> Work instructions
Within the records below is a range that opens at the line with "I thought about this" and closes at the line with "Got busy with". Return that range word for word, both ends included, and only that range.

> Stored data
PR #85519, opened 2023-11-29
Added proper timeout for blender rpc connection

### LINKED ISSUE #85446: Blender imports not working in blender 4.1 (with or without RPC)
### Godot version

4.2.rc.custom_build.eda44bfe1

### System information

Linux 6.6.1-arch1-1 Vulkan API 1.3.255 - Forward+

### Issue description

Importing .blend files not working when using blender version 4.1
When using blender version Blender 4.0.1 it is working, but without RPC (so it's very slow)

### Steps to reproduce

Create a simple .blend file (default cube scene will do)
Enable blender import for the project
Set blender port and path in editor settings

N/A

mxaddict:
Ran into a bug where blender rpc server would not start fast enough and cause Godot editor to think that it was not running, more details here: in #85446

This simply adds a 1 second delay between starting the rpc server and initiating the connection via HTTP.

I thought about checking the STDOUT of the rpc command, but `OS::create_process` does not have a way to read the STDOUT that I can see in the codebase.

_Production edit: Closes https://github.com/godotengine/godot/issues/85446_

### DIFF
--- a/modules/gltf/editor/editor_import_blend_runner.cpp
+++ b/modules/gltf/editor/editor_import_blend_runner.cpp
@@ -198,6 +198,40 @@ Error EditorImportBlendRunner::do_import(const Dictionary &p_options) {
 	}
 }
 
+HTTPClient::Status EditorImportBlendRunner::connect_blender_rpc(const Ref<HTTPClient> &p_client, int p_timeout_usecs) {
+	p_client->connect_to_host("127.0.0.1", rpc_port);
+	HTTPClient::Status status = p_client->get_status();
+
+	int attempts = 1;
+	int wait_usecs = 1000;
+
+	bool done = false;
+	while (!done) {
+		OS::get_singleton()->delay_usec(wait_usecs);
+		status = p_client->get_status();
+		switch (status) {
+			case HTTPClient::STATUS_RESOLVING:
+			case HTTPClient::STATUS_CONNECTING: {
+				p_client->poll();
+				break;
+			}
+			case HTTPClient::STATUS_CONNECTED: {
+				done = true;
+				break;
+			}
+			default: {
+				if (attempts * wait_usecs < p_timeout_usecs) {
+					p_client->connect_to_host("127.0.0.1", rpc_port);
+				} else {
+					return status;
+				}
+			}
+		}
+	}
+
+	return status;
+}
+
 Error EditorImportBlendRunner::do_import_rpc(const Dictionary &p_options) {
 	kill_timer->stop();
 
@@ -217,25 +251,9 @@ Error EditorImportBlendRunner::do_import_rpc(const Dictionary &p_options) {
 
 	// Connect to RPC server.
 	Ref<HTTPClient> client = HTTPClient::create();
-	client->connect_to_host("127.0.0.1", rpc_port);
-
-	bool done = false;
-	while (!done) {
-		HTTPClient::Status status = client->get_status();
-		switch (status) {
-			case HTTPClient::STATUS_RESOLVING:
-			case HTTPClient::STATUS_CONNECTING: {
-				client->poll();
-				break;
-			}
-			case HTTPClient::STATUS_CONNECTED: {
-				done = true;
-				break;
-			}
-			default: {
-				ERR_FAIL_V_MSG(ERR_CONNECTION_ERROR, vformat("Unexpected status during RPC connection: %d", status));
-			}
-		}
+	HTTPClient::Status status = connect_blender_rpc(client, 1000000);
+	if (status != HTTPClient::STATUS_CONNECTED) {
+		ERR_FAIL_V_MSG(ERR_CONNECTION_ERROR, vformat("Unexpected status during RPC connection: %d", status));
 	}
 
 	// Send XML request.
@@ -246,9 +264,9 @@ Error EditorImportBlendRunner::do_import_rpc(const Dictionary &p_options) {
 	}
 
 	// Wait for response.
-	done = false;
+	bool done = false;
 	while (!done) {
-		HTTPClient::Status status = client->get_status();
+		status = client->get_status();
 		switch (status) {
 			case HTTPClient::STATUS_REQUESTING: {
 				client->poll();
--- a/modules/gltf/editor/editor_import_blend_runner.h
+++ b/modules/gltf/editor/editor_import_blend_runner.h
@@ -33,6 +33,7 @@
 
 #ifdef TOOLS_ENABLED
 
+#include "core/io/http_client.h"
 #include "core/os/os.h"
 #include "scene/main/node.h"
 #include "scene/main/timer.h"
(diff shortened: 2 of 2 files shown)


RedMser:
Alternative approach which might be less hacky: in the switch case that checks for the connection status, add a new case for `STATUS_CANT_CONNECT` (which is equivalent to the `4` that got printed in the issue you linked), delay for ~100ms in there and count a local "retry" counter up by 1. If it hits 10, error as before. This can make the delay shorter, as it'll poll for the RPC status more frequently while starting.

mxaddict:
> Alternative approach which might be less hacky: in the switch case that checks for the connection status, add a new case for `STATUS_CANT_CONNECT` (which is equivalent to the `4` that got printed in the issue you linked), delay for ~100ms in there and count a local "retry" counter up by 1. If it hits 10, error as before. This can make the delay shorter, as it'll poll for the RPC status more frequently while starting.

I thought about this as well, but got a little side tracked looking for a sleep function 🤣 

I can update the PR to apply that kind of logic, the `STATUS_CANT_CONNECT` branch in the switch statement will have to rerun the `client->connect_to_host("127.0.0.1", rpc_port);` code a presume.

RedMser:
> the `STATUS_CANT_CONNECT` branch in the switch statement will have to rerun the `client->connect_to_host("127.0.0.1", rpc_port);` code I presume.

Yeah I believe so as well.

mxaddict:
> > the `STATUS_CANT_CONNECT` branch in the switch statement will have to rerun the `client->connect_to_host("127.0.0.1", rpc_port);` code I presume.
> 
> Yeah I believe so as well.

Since it will be waiting for max ~100ms if the RPC server start immediately, might make sense to increase the max wait time to like ~5s or ~10 seconds incase it's super slow on older machines?

It should still be faster on newer machines since it will break out of the loop when connected, but allow for slower devices to wait longer for the RPC server to spool up?

fire:
Sometimes other implementation use exponential backoff. Do you think that's required here?

fire:
Like the wikipedia page https://en.wikipedia.org/wiki/Exponential_backoff Truncated exponential backoff

mxaddict:
> Like the wikipedia page https://en.wikipedia.org/wiki/Exponential_backoff Truncated exponential backoff

I've pushed a change that allows this to return as early as 1000us instead of waiting for a full 1 second.

Latest push should also be rebased on master branch

mxaddict:
Got busy with other stuff, sorry took me a while to get this done 🤣

modules/gltf/editor/editor_import_blend_runner.h
```diff
@@ -60,6 +61,7 @@ class EditorImportBlendRunner : public Node {
 	bool is_running() { return blender_pid != 0 && OS::get_singleton()->is_process_running(blender_pid); }
 	bool is_using_rpc() { return rpc_port != 0; }
 	Error do_import(const Dictionary &p_options);
+	HTTPClient::Status connect_blender_rpc(Ref<HTTPClient>, const int timeout_usecs);
```
AThousandShips, line 64:
```suggestion
	HTTPClient::Status connect_blender_rpc(Ref<HTTPClient> p_client, int p_timeout_usecs);
```
Match arguments, and use `p_`, also no `const` for simple types

modules/gltf/editor/editor_import_blend_runner.cpp
```diff
@@ -198,30 +198,19 @@ Error EditorImportBlendRunner::do_import(const Dictionary &p_options) {
...
-	// Start Blender if not already running.
-	if (!is_running()) {
-		// Start an XML RPC server on the given port.
-		String python = vformat(PYTHON_SCRIPT_RPC, rpc_port);
-		Error err = start_blender(python, false);
-		if (err != OK || blender_pid == 0) {
-			return FAILED;
-		}
-	}
+HTTPClient::Status EditorImportBlendRunner::connect_blender_rpc(Ref<HTTPClient> client, const int timeout_usecs) {
```
AThousandShips, line 202:
```suggestion
HTTPClient::Status EditorImportBlendRunner::connect_blender_rpc(Ref<HTTPClient> p_client, int p_timeout_usecs) {
```

mxaddict:
Thanks @AThousandShips, I missed those :)

mxaddict:
Nice, build passed finally! :)

mxaddict:
Anything else that I need to add to this PR? Happy holidays btw! 😄

mxaddict:
This PR has been open for a while now, not sure what the next step is.

modules/gltf/editor/editor_import_blend_runner.h
```diff
@@ -60,6 +61,7 @@ class EditorImportBlendRunner : public Node {
 	bool is_running() { return blender_pid != 0 && OS::get_singleton()->is_process_running(blender_pid); }
 	bool is_using_rpc() { return rpc_port != 0; }
 	Error do_import(const Dictionary &p_options);
+	HTTPClient::Status connect_blender_rpc(Ref<HTTPClient> p_client, int p_timeout_usecs);
```
akien-mga, line 64:
```suggestion
	HTTPClient::Status connect_blender_rpc(const Ref<HTTPClient> &p_client, int p_timeout_usecs);
```

modules/gltf/editor/editor_import_blend_runner.cpp
```diff
@@ -198,6 +198,40 @@ Error EditorImportBlendRunner::do_import(const Dictionary &p_options) {
 	}
 }
 
+HTTPClient::Status EditorImportBlendRunner::connect_blender_rpc(Ref<HTTPClient> p_client, int p_timeout_usecs) {
```
akien-mga, line 201:
```suggestion
HTTPClient::Status EditorImportBlendRunner::connect_blender_rpc(const Ref<HTTPClient> &p_client, int p_timeout_usecs) {
```

akien-mga (commented):
Looks good to me overall.

mxaddict:
> Looks good to me overall.
> 
> Could you squash the commits? See [PR workflow](https://docs.godotengine.org/en/latest/contributing/workflow/pr_workflow.html#the-interactive-rebase) for instructions.

Sure, I'll squash the commits

mxaddict:
I've pushed the squashed commit

mxaddict:
Sorry, I missed the commit for the `const` changes, pushing now.

modules/gltf/editor/editor_import_blend_runner.cpp
```diff
@@ -198,6 +198,40 @@ Error EditorImportBlendRunner::do_import(const Dictionary &p_options) {
 	}
 }
 
+HTTPClient::Status EditorImportBlendRunner::connect_blender_rpc(const Ref<HTTPClient> p_client, int p_timeout_usecs) {
```
akien-mga, line 201: It should be with a `&`:
```suggestion
HTTPClient::Status EditorImportBlendRunner::connect_blender_rpc(const Ref<HTTPClient> &p_client, int p_timeout_usecs) {
```
Same in the header.

mxaddict:
Changed to `&p_client`

akien-mga (approved):

mxaddict:
I can't see the failure on the test.

Screenshot 2024-01-27 at 1 36 51 PM

akien-mga:
Thanks!

akien-mga:
Cherry-picked for 4.2.2.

> Written solution
I thought about this as well, but got a little side tracked looking for a sleep function 🤣 

I can update the PR to apply that kind of logic, the `STATUS_CANT_CONNECT` branch in the switch statement will have to rerun the `client->connect_to_host("127.0.0.1", rpc_port);` code a presume.

RedMser:
> the `STATUS_CANT_CONNECT` branch in the switch statement will have to rerun the `client->connect_to_host("127.0.0.1", rpc_port);` code I presume.

Yeah I believe so as well.

mxaddict:
> > the `STATUS_CANT_CONNECT` branch in the switch statement will have to rerun the `client->connect_to_host("127.0.0.1", rpc_port);` code I presume.
> 
> Yeah I believe so as well.

Since it will be waiting for max ~100ms if the RPC server start immediately, might make sense to increase the max wait time to like ~5s or ~10 seconds incase it's super slow on older machines?

It should still be faster on newer machines since it will break out of the loop when connected, but allow for slower devices to wait longer for the RPC server to spool up?

fire:
Sometimes other implementation use exponential backoff. Do you think that's required here?

fire:
Like the wikipedia page https://en.wikipedia.org/wiki/Exponential_backoff Truncated exponential backoff

mxaddict:
> Like the wikipedia page https://en.wikipedia.org/wiki/Exponential_backoff Truncated exponential backoff

I've pushed a change that allows this to return as early as 1000us instead of waiting for a full 1 second.

Latest push should also be rebased on master branch

mxaddict:
Got busy with other stuff, sorry took me a while to get this done 🤣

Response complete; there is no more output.